= Frank Deluca =

American mobster in Missouri (1898–1967)

Frank DeLuca (April 1, 1898 – May 1967) was an Italian-American mobster who helped control the smuggling and distribution of narcotics in Kansas City, Missouri, for almost four decades.

Born Francesco DeLuca in Giardinello, Sicily, DeLuca migrated to the United States with his brother Joseph Deluca to Kansas City. Frank DeLuca married Lillian Cora Buckner. Frank was arrested for concealed weapons charges, violating the Alien Registration Act, and murder for hire.

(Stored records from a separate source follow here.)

PR #58, opened 2022-12-12
Extend TestNewCluster with uploading and downloading a slab

ChrisSchinnerl:


rhp/v2/sectorsizerelease.go
```diff
@@ -0,0 +1,14 @@
+//go:build !testing
```
lukechampine, line 1: are we forced to do this because we're testing against the siad host?

rhp/v2/contracts.go
```diff
@@ -95,7 +95,7 @@ func ContractRenewalCost(fc types.FileContract, contractFee types.Currency) type
 }
 
 // PrepareContractRenewal constructs a contract renewal transaction.
-func PrepareContractRenewal(currentRevision types.FileContractRevision, renterKey PrivateKey, hostKey PublicKey, renterPayout, hostCollateral types.Currency, endHeight uint64, host HostSettings, refundAddr types.UnlockHash) types.FileContract {
+func PrepareContractRenewal(currentRevision types.FileContractRevision, renterKey PrivateKey, hostKey PublicKey, renterPayout types.Currency, endHeight uint64, host HostSettings, refundAddr types.UnlockHash) types.FileContract {
```
lukechampine, line 98: huh, so `hostCollateral` was unused. Is that correct? *Should* it be used somehow, or can `hostCollateral` always be calculated from the other parameters?

autopilot/autopilot.go
```diff
@@ -177,11 +177,20 @@ func (ap *Autopilot) configHandlerPUT(jc jape.Context) {
 	}
 }
 
+func (ap *Autopilot) renterKeyHandlerGET(jc jape.Context) {
+	var hk consensus.PublicKey
+	if jc.DecodeParam("hostkey", &hk) != nil {
+		return
+	}
+	jc.Encode(ap.deriveRenterKey(hk))
+}
```
lukechampine, line 186: I don't think we need to do this. Key derivation should be moved from the autopilot into the worker, I just haven't gotten around to it.

rhp/v2/sectorsizerelease.go
ChrisSchinnerl: Yes, the upload will fail otherwise because renterd pads the slab to 4MiB while the host wants 4KiB sectors.

autopilot/autopilot.go
ChrisSchinnerl: ok removed it

rhp/v2/contracts.go
ChrisSchinnerl: Yes, it was unused. The reason being that we infer the collateral from the renter payout by computing a cost-per-byte and then seeing how much additional data we think a user would upload to the contract.
In theory we can do the same for forming contracts but it seems like we don't and instead rely on the caller supplying the collateral.

peterjan:
Let's merge this for the time being since this PR holds the fix for the failing test on master. The broken build is annoying.

rhp/v2/contracts.go
lukechampine: Ideally the worker shouldn't be estimating anything. It's just a dumb conduit. The autopilot should be the one making any decisions around how much data to store and how much funding/collateral a contract should have.

PR #59, opened 2022-12-14
Fix Scanpool Race 

peterjan:
Turns out there was a data race in the scanner pool. I ran the integration tests in a loop to try and reproduce it and caught it. The handling of the channels and threads in `performHostScan` was a bit sloppy and was mainly due to the `scanPool` object. Instead of adding more locking I decided to just inline the scan pool which makes everything a lot simpler.

race: https://github.com/SiaFoundation/renterd/actions/runs/3687188966/jobs/6240446150
fix: https://github.com/SiaFoundation/renterd/actions/runs/3687664093/jobs/6241531530

### DIFF
--- a/autopilot/scanner.go
+++ b/autopilot/scanner.go
@@ -1,7 +1,6 @@
 package autopilot
 
 import (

By the 1920s, the two brothers were involved with mobster Joseph DiGiovanni in smuggling and narcotics trafficking in the Midwest. Frank was eventually watched by several federal agencies, including the Bureau of Alcohol, Tobacco, Firearms and Explosives (ATF), the Internal Revenue Service (IRS), the Immigration and Naturalization Service (INS) and the U.S. Department of Justice. He also had some legitimate business.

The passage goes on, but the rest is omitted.